**WHAT YOU HAVE TO DO**
The entries are to be repeated in full, without any change.

**DATA SUPPLIED**
PR #2378, opened 2021-10-10
Avoid PHP 8.1 deprecations with ReturnTypeWillChange

franmomu:
|      Q       |   A
|------------- | -----------
| Type         | improvement
| BC Break     | no
| Fixed issues | 

#### Summary

~We should probably add `#[\ReturnTypeWillChange]` in some methods, let's see what happens~

Added some `ReturnTypeWillChange`

### DIFF
--- a/lib/Doctrine/ODM/MongoDB/Iterator/PrimingIterator.php
+++ b/lib/Doctrine/ODM/MongoDB/Iterator/PrimingIterator.php
@@ -7,6 +7,7 @@ namespace Doctrine\ODM\MongoDB\Iterator;
 use Doctrine\ODM\MongoDB\Mapping\ClassMetadata;
 use Doctrine\ODM\MongoDB\Query\ReferencePrimer;
 use Doctrine\ODM\MongoDB\UnitOfWork;
+use ReturnTypeWillChange;
 
 use function is_callable;
 use function iterator_to_array;
@@ -61,6 +62,10 @@ final class PrimingIterator implements Iterator
         return iterator_to_array($this);
     }
 
+    /**
+     * @return TValue|null
+     */
+    #[ReturnTypeWillChange]
     public function current()
     {
         $this->primeReferences();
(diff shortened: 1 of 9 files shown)


franmomu:
https://github.com/doctrine/mongodb-odm/blob/8e45176ac1ca4f01bd00c1c26596e68755621e57/tests/Doctrine/ODM/MongoDB/Tests/PersistentCollectionTest.php#L130

[was failing with php 8.1](https://github.com/doctrine/mongodb-odm/pull/2378/checks?check_run_id=3852784886)

https://github.com/doctrine/mongodb-odm/blob/8e45176ac1ca4f01bd00c1c26596e68755621e57/lib/Doctrine/ODM/MongoDB/PersistentCollection/PersistentCollectionTrait.php#L205

was returning `true`.

My knowledge about internals is quite limited, I guessed is something related with not defining the object in a variable, so the reference gets lost when serializing and unserializing, but I don't really know.

~Apart from this I don't know why there isn't any deprecation warning about not defining declaration types or adding `#[\ReturnTypeWillChange]` for implemented core functions like [these](https://github.com/doctrine/mongodb-odm/blob/8e45176ac1ca4f01bd00c1c26596e68755621e57/lib/Doctrine/ODM/MongoDB/PersistentCollection/PersistentCollectionTrait.php#L611-L667).~

~🤔~

UPDATE: it wasn't configured the error level

lib/Doctrine/ODM/MongoDB/Iterator/PrimingIterator.php
```diff
@@ -73,6 +78,10 @@ public function next(): void
         $this->iterator->next();
     }
 
+    /**
+     * @return TKey
```
IonBazan:
```suggestion
     * @return TKey|null
```

`key()` returns `null` on failure.

IonBazan (approved):
LGTM 🚀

**COMPLETED EXERCISE**
PR #2378, opened 2021-10-10
Avoid PHP 8.1 deprecations with ReturnTypeWillChange

franmomu:
|      Q       |   A
|------------- | -----------
| Type         | improvement
| BC Break     | no
| Fixed issues | 

#### Summary

~We should probably add `#[\ReturnTypeWillChange]` in some methods, let's see what happens~

Added some `ReturnTypeWillChange`

### DIFF
--- a/lib/Doctrine/ODM/MongoDB/Iterator/PrimingIterator.php
+++ b/lib/Doctrine/ODM/MongoDB/Iterator/PrimingIterator.php
@@ -7,6 +7,7 @@ namespace Doctrine\ODM\MongoDB\Iterator;
 use Doctrine\ODM\MongoDB\Mapping\ClassMetadata;
 use Doctrine\ODM\MongoDB\Query\ReferencePrimer;
 use Doctrine\ODM\MongoDB\UnitOfWork;
+use ReturnTypeWillChange;
 
 use function is_callable;
 use function iterator_to_array;
@@ -61,6 +62,10 @@ final class PrimingIterator implements Iterator
         return iterator_to_array($this);
     }
 
+    /**
+     * @return TValue|null
+     */
+    #[ReturnTypeWillChange]
     public function current()
     {
         $this->primeReferences();
(diff shortened: 1 of 9 files shown)


franmomu:
https://github.com/doctrine/mongodb-odm/blob/8e45176ac1ca4f01bd00c1c26596e68755621e57/tests/Doctrine/ODM/MongoDB/Tests/PersistentCollectionTest.php#L130

[was failing with php 8.1](https://github.com/doctrine/mongodb-odm/pull/2378/checks?check_run_id=3852784886)

https://github.com/doctrine/mongodb-odm/blob/8e45176ac1ca4f01bd00c1c26596e68755621e57/lib/Doctrine/ODM/MongoDB/PersistentCollection/PersistentCollectionTrait.php#L205

was returning `true`.

My knowledge about internals is quite limited, I guessed is something related with not defining the object in a variable, so the reference gets lost when serializing and unserializing, but I don't really know.

~Apart from this I don't know why there isn't any deprecation warning about not defining declaration types or adding `#[\ReturnTypeWillChange]` for implemented core functions like [these](https://github.com/doctrine/mongodb-odm/blob/8e45176ac1ca4f01bd00c1c26596e68755621e57/lib/Doctrine/ODM/MongoDB/PersistentCollection/PersistentCollectionTrait.php#L611-L667).~

~🤔~

UPDATE: it wasn't configured the error level

lib/Doctrine/ODM/MongoDB/Iterator/PrimingIterator.php
```diff
@@ -73,6 +78,10 @@ public function next(): void
         $this->iterator->next();
     }
 
+    /**
+     * @return TKey
```
IonBazan:
```suggestion
     * @return TKey|null
```

`key()` returns `null` on failure.

IonBazan (approved):
LGTM 🚀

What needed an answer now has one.